• WORK REQUEST: The answer is a single number: the count of lines below in which the word "separate" appears.

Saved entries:
Issue #1977, opened 2026-08-22
workflow: WorkflowRuntimeStore has grown to 170 pub methods across 38 files


majiayu000:
## Execution disposition (2026-09-05)

Deferred after supervised runtime assessment. Method/file counts are maintenance signals, not sufficient acceptance criteria for a new role-trait layer. Resume only with a concrete caller boundary or testing problem and a bounded change; do not introduce a family of traits solely to reduce the apparent interface size. Recount current source before reusing the historical numbers below.

## Problem

`WorkflowRuntimeStore` now exposes 170 `pub fn`/`pub async fn` methods spread across 38 files under `crates/harness-workflow/src/runtime/store/` (up from ~133 methods across fewer files at the 2026-07-25 audit). Individual files are reasonably sized, but the *type* still owns job-claim, memory-extraction, remote-facts, decisions, evidence, retention, dead-letter handling, and PR-binding-repair as one undifferentiated interface.

The newer eval subsystem (~10.3k lines) and stack-capability subsystem (~7.8k lines) both now reach into `WorkflowRuntimeStore` directly rather than through any narrower contract, so the surface keeps growing as new features land.

## Why it matters

A god *interface* (even when physically split into small files) means every new subsystem's dependency is "the entire store," which makes it hard to reason about who can touch what, hard to mock/test in isolation, and increasingly expensive to split later as more callers accrete.

## Suggested direction

Segment `WorkflowRuntimeStore` into role-scoped traits (e.g. `JobLeaseStore`, `MemoryStore`, `EvidenceStore`, `RetentionStore`) that the concrete store implements, and have new subsystems (eval, stack-capability) depend on the narrow trait they actually need instead of the full store type.

Found during an architecture review of origin/main (0a3ebbb7).
## Maintainer disposition (2026-09-16)

Close as not planned. The maintainer accepted a backlog focused on delivering the reviewed runtime/shared-workflow changes and validating real task completion. Interface method/file counts do not establish a defect or justify role-trait extraction. A future concrete caller-boundary or testing defect should be tracked as a new bounded issue with reproduction and acceptance criteria. This closure does not claim the historical refactor was implemented.

Issue #1958, opened 2026-08-13
refactor(server): converge the dual task lifecycle models (legacy task_runner vs workflow runtime)


majiayu000:
## Current scope (2026-09-05)

The historical duplicate-enum claim is no longer accurate: task_runner/mod.rs re-exports TaskKind, TaskStatus, TaskState, and related types from workflow_runtime_submission. TaskStore and runtime-to-task projections still exist; type reuse does not complete lifecycle convergence.

Prioritize concrete incorrect state, timestamp, or persistence behavior over a full rewrite. PR #2041 addresses the observed instance updated_at bug. The current blocked-to-waiting projection is explicit in runtime_projection/mod.rs and must be distinguished from a workflow stuck in implementing. Do not introduce a compatibility layer or combine this work with #1798/#1976 without a demonstrated requirement.

## Problem

Two parallel task lifecycle stacks coexist:

- Legacy: `harness-server/src/task_runner/` (~3k LOC) with `TaskStore` and its own `TaskStatus`
- Workflow runtime: `workflow_runtime_submission/runtime_models.rs` defines another `TaskKind` / `TaskStatus` / `TaskState`

The crate description itself lists both "task runner" and "workflow runtime". Reconciliation and dashboards bridge the two lifecycles instead of one model owning the truth (e.g. `reconciliation_tests.rs` opens both stores).

## Why it matters

Operators, APIs, and metrics must reason about two state machines for the same concept; every cross-cutting feature (recovery, budgets, monitoring) pays the seam tax twice, and status-mapping bugs hide in the bridge code.

## Suggested direction

Decide the target model (presumably the workflow runtime), route new work through it only, and shrink `task_runner` to a compatibility shim with an explicit removal plan. Relates to #1798 (RuntimeContext extraction) — converging the models first makes that extraction smaller.

Found during an architecture review of origin/main (9634e5a9).

PR #2094, opened 2026-09-19
fix(agents): report selected model in Codex execute and review responses

majiayu000:
## Summary

Replace the hard-coded backend label in Codex oneshot response metadata with the model selected for the actual CLI launch. Add regression tests that invoke a local shell stub, not a provider or paid model.

Base reviewed: `b1be2763f7760e884b4640287a346c7d60fce824`.

## Problem and evidence

Both `CodexAgent::execute` and `CodexAgent::execute_review` pass a selected model using `-m`, but return `AgentResponse { model: "codex", ... }`. The backend label discards both configured defaults and per-request overrides. The streaming path already emits `ModelReported` with `ModelIdentitySource::LaunchDerived`.

This is a metadata defect. It does not establish incorrect provider billing, and this PR does not claim provider-confirmed serving-model identity.

## Design

- `execute`: populate the response from the existing `launch_model(&req)` selection used for `base_args`.
- `execute_review`: use the same request-over-default precedence already used by `review_args`.
- Keep `name() == "codex"` for backend identity.
- Keep the existing `AgentResponse` schema. Do not add a parallel model identity framework, compatibility shim, pricing table, or historical backfill.
- Treat this value explicitly as launch-derived, not provider-reported. The existing streaming source tag is unchanged.
- Leave cancellation, cleanup, protocol resource bounds, and runtime snapshot behavior out of this small PR; those require separate lifecycle/persistence designs and failure-injection tests.

## Regression coverage added

`codex_model_response_tests.rs` contains two Unix tests, one for execute and one for review. Each covers:

1. No request override: configured default is passed and returned.
2. Request model A: override is passed and returned.
3. Request model B: a distinct override remains distinct.

The stub reads the actual `-m` argument and echoes it through the normal output path, so assertions cover launch/response consistency rather than only a helper. Tests also assert successful exit and unchanged backend identity. Every execution is bounded by a timeout. No real Codex binary or credentials are required.

## Validation

- Fresh independent review and main-integration review approved synchronized head `f8db610c4b0aaa5d1a7c864e9d6dc4d418d14489`.
- [Latest-head CI run](https://github.com/majiayu000/harness/actions/runs/35462673841) passed Format, workspace/all-targets Clippy, Test, and CI Result.
- The Test job runs `cargo test --workspace --exclude harness-server`, including the complete harness-agents library suite and both new model-response regression tests. Package-level evidence comes from CI.
- No local Rust commands are claimed as run for this metadata change. No live provider or paid-model trial was performed.
- After main synchronization, the patch preserves the reviewed change. The earlier integration changed only index hashes and hunk line numbers after the separate prompt-terminator fix; independent integration review confirmed no model-selection interaction.

The reported identity remains launch-derived and does not prove the provider's serving model. Lifecycle and runtime-store follow-ups remain in #2095 and #2096.


majiayu000:
## Follow-up design and validation update

Latest submitted head: `e14809939f8b4c07c78508da02b1643ec53a88f6`.

The initial CI run identified three rustfmt-only differences. Applied the exact formatter output in commits `154a25debee3f312c778c7dc73b51efe1d00fa61` and `e14809939f8b4c07c78508da02b1643ec53a88f6`; inspected the resulting source diff. No behavior or scope was added.

### CI evidence observed

- Initial head `29f861e...`: workspace/all-targets Clippy passed, and the `cargo test --workspace --exclude harness-server` step passed. This is previous-head evidence, not a claim that all latest-head checks have passed.
- Latest head `e148099...`, [CI run 35417290832](https://github.com/majiayu000/harness/actions/runs/35417290832): Format passed, Web Build passed, Storage Legacy Openers passed. Test and Clippy were still running at the last check.
- Latest-head PR Check, Harness PR Pipeline, and Disabled Modules Check completed successfully.
- No local Rust commands were run. No independent fresh-context review has been claimed. Keep draft until latest-head `CI Result` and independent review are complete. No auto-merge is enabled.

### Remaining review items have full implementation designs

- #2095: cleanup errors must propagate; attempt-scoped startup cancellation; bounded stop progress and handshake/write deadlines; stale-generation protection; bounded protocol input. Includes scoped PR sequence, failure schedules, deterministic test matrix and merge criteria. The lifecycle changes are not implemented in this metadata PR.
- #2096: narrow runtime store-key hardening and regression plan, with explicit correction of the earlier snapshot concern. `AppState::persist_runtime_state` already locks before snapshot capture and retains the lock through persistence, so the same-AppState out-of-order-write concern is withdrawn. Normal startup also creates the directory first. Do not introduce a CAS/schema redesign or claim a proven normal-startup data-loss bug.

Existing lifecycle convergence stays with #1958; this review does not justify resurrecting the broad Store-trait split deferred in #1977.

• WRITTEN RESPONSE: 2